Task brief: Below are several records. Retype exactly those lines running from the one with "- XPS 16 OLED, XPS 14 OLED" through the one with "removing and bumping to 7.0.9", end lines included, and no others.
===== Records for this task
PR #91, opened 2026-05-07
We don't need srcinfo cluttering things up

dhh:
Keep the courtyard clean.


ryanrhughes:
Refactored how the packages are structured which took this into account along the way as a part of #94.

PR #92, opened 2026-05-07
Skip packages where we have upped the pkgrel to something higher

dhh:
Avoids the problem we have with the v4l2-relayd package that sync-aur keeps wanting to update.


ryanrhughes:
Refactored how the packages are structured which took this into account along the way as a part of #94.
==========
===== Records for this task
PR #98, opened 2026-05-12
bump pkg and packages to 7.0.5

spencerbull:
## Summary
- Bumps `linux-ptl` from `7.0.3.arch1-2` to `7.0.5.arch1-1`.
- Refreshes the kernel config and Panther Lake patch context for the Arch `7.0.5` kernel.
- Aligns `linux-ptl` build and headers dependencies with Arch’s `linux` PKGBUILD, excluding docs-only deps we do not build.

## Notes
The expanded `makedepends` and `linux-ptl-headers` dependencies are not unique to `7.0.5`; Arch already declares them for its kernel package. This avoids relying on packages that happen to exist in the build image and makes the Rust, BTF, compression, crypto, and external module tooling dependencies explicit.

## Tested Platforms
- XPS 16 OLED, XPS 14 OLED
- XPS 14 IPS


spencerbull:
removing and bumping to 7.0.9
==========
===== Records for this task
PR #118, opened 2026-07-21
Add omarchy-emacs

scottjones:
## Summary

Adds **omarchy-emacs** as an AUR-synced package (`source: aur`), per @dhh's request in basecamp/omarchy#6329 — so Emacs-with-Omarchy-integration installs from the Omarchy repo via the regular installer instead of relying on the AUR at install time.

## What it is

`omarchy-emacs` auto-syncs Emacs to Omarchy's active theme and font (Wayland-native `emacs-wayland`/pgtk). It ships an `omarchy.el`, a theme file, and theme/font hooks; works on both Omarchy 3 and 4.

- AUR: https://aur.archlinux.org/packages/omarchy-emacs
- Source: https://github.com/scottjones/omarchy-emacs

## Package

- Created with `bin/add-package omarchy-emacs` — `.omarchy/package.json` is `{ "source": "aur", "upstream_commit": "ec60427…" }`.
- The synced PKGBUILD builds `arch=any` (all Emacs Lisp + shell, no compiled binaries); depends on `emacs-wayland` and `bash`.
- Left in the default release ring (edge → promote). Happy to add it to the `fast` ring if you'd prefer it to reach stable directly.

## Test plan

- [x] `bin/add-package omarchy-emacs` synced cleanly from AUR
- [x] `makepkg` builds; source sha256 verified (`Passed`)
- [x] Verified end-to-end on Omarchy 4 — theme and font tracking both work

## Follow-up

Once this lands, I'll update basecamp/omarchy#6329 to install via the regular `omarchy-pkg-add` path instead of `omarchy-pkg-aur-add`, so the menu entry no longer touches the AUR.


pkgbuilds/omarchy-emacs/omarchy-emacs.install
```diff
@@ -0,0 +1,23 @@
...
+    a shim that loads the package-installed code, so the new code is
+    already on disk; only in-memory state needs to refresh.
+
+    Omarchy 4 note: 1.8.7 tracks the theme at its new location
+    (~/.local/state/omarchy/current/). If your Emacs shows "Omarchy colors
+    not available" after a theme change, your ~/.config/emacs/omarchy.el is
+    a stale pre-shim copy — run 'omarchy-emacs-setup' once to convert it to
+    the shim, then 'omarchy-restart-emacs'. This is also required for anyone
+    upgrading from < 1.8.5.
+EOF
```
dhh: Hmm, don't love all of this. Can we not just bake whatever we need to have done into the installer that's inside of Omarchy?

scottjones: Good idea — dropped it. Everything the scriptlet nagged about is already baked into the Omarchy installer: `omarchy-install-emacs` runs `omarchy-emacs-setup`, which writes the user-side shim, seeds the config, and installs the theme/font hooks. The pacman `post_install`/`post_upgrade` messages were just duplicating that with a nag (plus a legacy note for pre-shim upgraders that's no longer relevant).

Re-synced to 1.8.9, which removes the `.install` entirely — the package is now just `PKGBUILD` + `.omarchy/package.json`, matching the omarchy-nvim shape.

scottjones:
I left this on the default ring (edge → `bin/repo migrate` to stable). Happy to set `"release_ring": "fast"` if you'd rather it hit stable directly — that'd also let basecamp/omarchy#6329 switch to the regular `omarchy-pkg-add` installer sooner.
==========
Final answer:
- XPS 16 OLED, XPS 14 OLED
- XPS 14 IPS


spencerbull:
removing and bumping to 7.0.9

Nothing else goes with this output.